Murphy campaignThe victories of Jim Murphy and Kezia Dugdale in the Scottish Labour leadership elections have invited much comment. Some of it warm and friendly, but a great deal not. Indeed, soon after Saturday’s results were announced obituaries (like this) have been pouring in from the left. True, many who are so minded wish Scottish Labour little other than ill and can’t wait for the party north of the border to shuffle off this mortal coil, but wanting something and having it happen are not the same. As readers know, Jim wasn’t my choice, but that doesn’t mean I think Scottish Labour is doomed, doomed, doomed.

Looking at Jim’s schematics, matters seem far from peachy. Here’s a politician who, despite hailing from a working class background, has never had a proper job. His trajectory took him from student politics straight into a parliamentary seat, a period of straight down the line Blair loyalism and then the shadow cabinet, until his hawkish stance over Syria saw him demoted and packed off to international development. While we’re talking war, Jim is well known for his support for Trident renewal, and has proven to be one of the PLP’s biggest cheerleaders in courting the military.

Can a man readily identifiable with war, with Britain’s unpopular (in Scotland at least) nuclear weapons system, and comes with Blairist baggage be the right fit for an electorate ostensibly to Labour’s left? Put like that, no. But critics, and this perhaps includes my previous piece on Scottish Labour too, are guilty of empiricism (albeit not of the stupid kind).
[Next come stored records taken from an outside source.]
PR #2861, opened 2025-02-06
frontend: Add e2e-tests for multiple clusters

### LINKED ISSUE #2460: e2e tests for multiple clusters

More confidence in multi cluster work if there are end to end tests to test it as well.

At least one end to end test that tests multiple clusters.

Developers making multi cluster features, and users using them.

I would help with it yes.

adwait-godbole:
Fixes #2460 

Screenshot from 2025-02-07 01-15-57

Once this gets merged, #2831 can also be unblocked.

### DIFF
--- a/.github/workflows/build-container.yml
+++ b/.github/workflows/build-container.yml
@@ -1,4 +1,3 @@
-
 # "Setup minikube as CI step in GitHub Actions"
 # https://minikube.sigs.k8s.io/docs/tutorials/setup_minikube_in_github_actions/
 # https://github.com/marketplace/actions/setup-minikube
@@ -19,7 +18,7 @@ on:
       - main
       - rc-*
       - testing-rc-*
-  
+
 permissions:
   contents: read
 
@@ -34,10 +33,20 @@ jobs:
     - uses: actions/setup-node@1a4442cacd436585916779262731d5b162bc6ec7 # v3.8.2
       with:
         node-version: 20.x
-    - name: Start cluster
+    - name: Start Cluster 1
       uses: helm/kind-action@0025e74a8c7512023d06dc019c617aa3cf561fde # v1.0.0
       with:
-          cluster_name: test
+        cluster_name: test
+    - name: Rename Cluster 1 kind context
+      run: kubectl config rename-context kind-test test
+    - name: Start Cluster 2
+      uses: helm/kind-action@0025e74a8c7512023d06dc019c617aa3cf561fde # v1.0.0
+      with:
+        cluster_name: test2
+    - name: Rename Cluster 2 kind context
+      run: kubectl config rename-context kind-test2 test2
+    - name: Use Cluster 1 context
+      run: kubectl config use-context test
       # now you can run kubectl to see the pods in the cluster
     - name: Try the cluster!
       run: kubectl get pods -A
@@ -113,12 +122,30 @@ jobs:
           echo "Examples content: $examples_content"
           exit 1
         fi
-    - name: Deploy to cluster
-      run: kubectl apply -f e2e-tests/kubernetes-headlamp-ci.yaml
+    - name: Multi-Cluster Setup
+      run: |
+        # Use Cluster 1 context
+        kubectl config use-context test
+        export TEST_CA_DATA=$(kubectl config view --raw --minify -o jsonpath='{.clusters[0].cluster.certificate-authority-data}')
+        export TEST_SERVER="https://$(kubectl get nodes -o=jsonpath='{.items[0].status.addresses[?(@.type=="InternalIP")].address}'):6443"
+        kubectl create serviceaccount headlamp-admin --namespace kube-system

The default assumption is Jim’s leadership would merely serve Blairite warm ups that have sat under the counter since 2005. Cuts plus public sector “choice” plus scrapping fee-less university tuition plus more military adventurism are, however, off the menu. This is Jim Murphy with Scottish characteristics. And does he have deep fried political Mars Bars for you.
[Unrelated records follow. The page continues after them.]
PR #2867, opened 2025-02-07
github: Chocolatey needs to be updated always on the main branch

joaquimrocha:
Tested already from branch and it works.


illume (approved):
👍 thanks.

(the failed container build is unrelated)

PR #3015, opened 2025-03-24
app: Allow commands to be run as elevated

joaquimrocha:
Certain commands may need to be run as admin, e.g. creating VMs.
This patch adds a new option `elevated` to the run-command IPC call.

Tests in platforms:
- [ ] Linux (it's failing on WSL)
- [ ] Mac
- [ ] Windows

I added a temp way to test by adding a button to run an elevated command to the change-logo settings.

cc/ @sniok

### DIFF
--- a/app/electron/runCmd.ts
+++ b/app/electron/runCmd.ts
@@ -1,7 +1,8 @@
-import { ChildProcessWithoutNullStreams, spawn } from 'child_process';
+import { ChildProcessWithoutNullStreams,spawn } from 'child_process';
 import { app, BrowserWindow, dialog } from 'electron';
 import { IpcMainEvent } from 'electron/main';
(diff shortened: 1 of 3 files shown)


app/electron/runCmd.ts
```diff
@@ -132,6 +267,29 @@ export function handleRunCommand(
   if (!checkCommandConsent(eventData.command, mainWindow)) {
     return;
   }
+console.log('>>>>>>>>>>>>>>>>>>>>', eventData.command, eventData.args, eventData.options);
+  // Handle elevated command requests with a dedicated confirmation dialog
+  if (eventData.elevated) {
```
sniok, line 272: this should be `eventData.options.elevated`

with this change it worked on windows, although no logs were passed to the frontend

PR #3019, opened 2025-03-25
plugins: update-deps: Use npm ci to pin deps

skoeva:
This change addresses a security issue where dependencies are not pinned.


illume (approved):
🎉 thanks

PR #3022, opened 2025-03-26
docs: publishing: Remove install of headlamp-plugin globally

illume:
It is not needed, and installing things globally can be harmful. The package command is inside the package.json scripts section, so use that instead.


sniok (approved):
nice

skoeva (approved):
Thanks for this

PR #3025, opened 2025-03-26
docs: installation: Fix formatting

skoeva:
This change fixes some formatting bugs in the instructions for creating a service account token.


illume (approved):
👍 thanks!

PR #3027, opened 2025-03-26
[OLD] frontend: Add toggle wrap for logViewer and fix log viewer styles

vyncent-t:
requested feature from https://github.com/headlamp-k8s/headlamp/issues/2657

This PR adds a toggle button for the Logs Viewer window that allows the text to be formatted for word wrap. There are also style formatting issues that I have noticed and made an issue for here https://github.com/headlamp-k8s/headlamp/issues/3052  this PR also adds changes that style error while also. 

## Changes
image
- **Introduces new Wrap option for log viewer component to allow toggle between default text formatting and word wrap**

image

- **Introduces new format and tooltip context for log viewer buttons** 
  - At current, adding additional switches or buttons to the log viewer components for both pod and non pod log viewer introduces styling errors (this PR makes it so that we can continue to add more features by reworking the button layout)

- **FIxes rendering for small view**
  - At current when viewing log viewer on smaller windows the buttons are both misaligned and not styled correctly https://github.com/headlamp-k8s/headlamp/issues/3052

### How to test

- Navigate to pods
- Click on any pod
- Open the "View logs" button
- Click the toggle "Wrap" button


vyncent-t:
wip: need to fix window needing more than one click

vyncent-t:
This is more for word break than it is for toggle line wrap, line wrap would require a long scroll bar, not sure if addonfit will accommodate this

skoeva (commented):
after toggling once, looks like you can't toggle back to the original view

vyncent-t:
> after toggling once, looks like you can't toggle back to the original view

yea I had noticed still trying a few things with this

vyncent-t:
i think the pod view alignment may be unique, could be a different UI issue

PR #3029, opened 2025-03-27
Makefile: Fix run-backend on windows

illume:
Otherwise enable dynamic clusters gets "true " and golang
does not think that is valid.


sniok (approved):
tested and it works, thanks

PR #3038, opened 2025-03-27
headlamp-plugin: Allow to copy extra dist files into dist folder

joaquimrocha:
This is needed for adding extra dist files like the wasm file for the IG plugin.

cc/ @ashu8912 

Used like: 
```
{
  "name": "my-headlamp-plugin",
  "version": "1.0.0",
  "headlamp": {
    "extraDist": {
      "configs/defaults.json": "./src/configs/defaults.json",
      "assets/": "./assets/",
      "README.md": "./README.md"
    }
  }
}
```

### DIFF
--- a/plugins/headlamp-plugin/bin/headlamp-plugin.js
+++ b/plugins/headlamp-plugin/bin/headlamp-plugin.js
@@ -230,6 +230,63 @@ async function calculateChecksum(filePath) {
 }
 
 /**
+ * Copy extra files specified in package.json to the dist folder
+ *
+ * @param {string} [packagePath='.'] - Path to the package root containing package.json
+ * @returns {Promise<void>}
+ */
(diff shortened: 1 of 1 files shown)


sniok:
typically for this kind of extra files the convention is to use "public" folder, like the one we have in the frontend https://github.com/headlamp-k8s/headlamp/tree/main/frontend/public

it would make the code a bit easier too, since all we need to do is copy public/ -> dist/

but this is okay too, we can revisit this later

sniok (approved):

joaquimrocha:
The reason for not using the public folder from vite config is that the vite config is contained/abstracted by headlamp-plugin, so AFAIU we don't have the vite config in the plugin itself and I think that instead of trying to have it and merge both configs, maybe having our own implementation is more future proof.

PR #3039, opened 2025-03-27
frontend: logViewer: Add toggle button for word break

vyncent-t:
This PR adds a toggle button for the Logs Viewer window that allows the text to be formatted for word break.

similar to requested feature from https://github.com/headlamp-k8s/headlamp/issues/2657

WIP:

- not sure if this should be enabled by default

### How to test

- Navigate to pods
- Click on any pod
- Open the "View logs" button
- Click the toggle "Word break" button


skoeva (commented):
this might be good to enable by default, and then have the changes from the other PR as a toggle potentially

illume:
> this might be good to enable by default, and then have the changes from the other PR as a toggle potentially

@vyncent-t can you please move this to a new PR if it needs changes? Sounds like it does. cc @skoeva

illume:
@vyncent-t this needs to be moved to a new PR because it's on a branch that can't be modified (after the move to k8s).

During the leadership campaign, Jim made it very clear that Scottish Labour needs to be the master of its own destiny. These are spelled out in his proposed restructure of the party. A unionist party Labour remains, nevertheless in a series of adroit moves it will claim policy and financial autonomy for itself and put distance between it and Westminster. Underlining this is Jim’s intention to give up London and take out residence in Holyrood (whether a safe enough seat can be found remains the only potential flaw in the plan).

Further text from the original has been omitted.